But don't 100-plus-mpg EVs already exist? Hot-rodded Priuses are currently claiming 125 mpg, and Tesla Motors' battery-powered Roadster gets 245 miles on a charge. Couldn't the Roadster, which is production-ready and goes from 0 to 60 in less than four seconds, dust everyone?
Not so fast. In addition to getting the equivalent of 100 miles per gallon, vehicles have to contribute less than 200 grams of greenhouse gases to the atmosphere for every mile they drive. This would seem to be a layup for EVs, which have a reputation for emitting only a fine mist of good karma. But electric vehicles aren't as clean as their absent tailpipes might suggest. Because electricity in the US is largely generated from fossil fuels, running a vehicle from the national power grid is far from carbon neutral. So AXP organizers decided that teams would have to account for upstream carbon emissions as well as those from the vehicle itself. Using Argonne National Laboratory data that quantifies the carbon emitted while producing and consuming various fuels, the organizers built a handy spreadsheet that teams can use to figure out whether they meet the 200-gram-per-mile standard. All an entrant has to do is pick the column that corresponds to their vehicle's type of fuel and key in the number of miles it will travel on one unit of that fuel (gallon, kilowatt, et cetera). Then, at the bottom of the document, one of two answers pops up: yes or no: You pass or you don't.

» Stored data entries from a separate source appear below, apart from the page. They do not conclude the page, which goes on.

PR #851, opened 2026-07-06
throttle dependabot PRs

cdc-mitzimorris:
- Groups all GitHub Actions bumps into one PR.
- Groups routine uv minor/patch updates into one PR.
- Leaves major updates as separate PRs, which is usually worth it because they deserve review.
- Delays fresh releases a bit with cooldown, reducing churn from rapid follow-up releases.
- Keeps pyproject.toml ranges stable with versioning-strategy: increase-if-necessary.
- Lowers the open Dependabot version-update PR cap to 3. GitHub’s default is 5

Security updates are handled differently: grouping can apply to security updates too, but cooldown does not apply to security PRs, and GitHub has a separate security PR limit.

### DIFF
--- a/.github/dependabot.yml
+++ b/.github/dependabot.yml
@@ -5,10 +5,34 @@ updates:
   - package-ecosystem: "github-actions"
     directory: "/"
     schedule:
-      # Check for updates to GitHub Actions every week
       interval: "weekly"
+      day: "monday"
+      time: "09:00"
+      timezone: "America/New_York"
+    groups:
+      github-actions:
+        patterns:
+          - "*"
+
   - package-ecosystem: "uv"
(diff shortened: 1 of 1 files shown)


cdc-mitzimorris:
@dylanhmorris  and @damonbayer - filing this because dependabot wanted to change pyproject.toml lower bounds as well as update uv lockfiles.
I think that the pyproject.toml  lower bounds should represent the minimum version PyRenew actually requires, not the newest version Dependabot resolved. The lockfile can move forward, but the package metadata should only tighten when our code depends on newer features/behavoirs.

dylanhmorris (approved):
Thanks @cdc-mitzimorris!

The upshot of considering so-called wells-to-wheels pollution is that a pure EV needs to achieve 133 mpg to pass the AXP emissions test. Even when designers take this into account, optimistic projections can fall prey to reality. For example, while the Roadster passes the spreadsheet test if you use the efficiency figures from the car's white paper, nobody has run the numbers based on actual road tests — until I call Tesla and prompt engineer Andrew Simpson to give it a shot. "I'm plugging in our new numbers right now," he tells me. "And... we don't qualify."
Silence.
The Roadster won't qualify for the X Prize for another reason: The company has no intention to build it in the required numbers. But Tesla does plan to enter its WhiteStar, a four-door sports sedan with a sticker price of $50,000 — about half of what the Roadster costs. Simpson says it's early enough in the new car's development to make adjustments, but he's still not convinced it'll pass. "It's a bigger car than the Roadster," he says, "so I would expect that the efficiency metric would be slightly worse."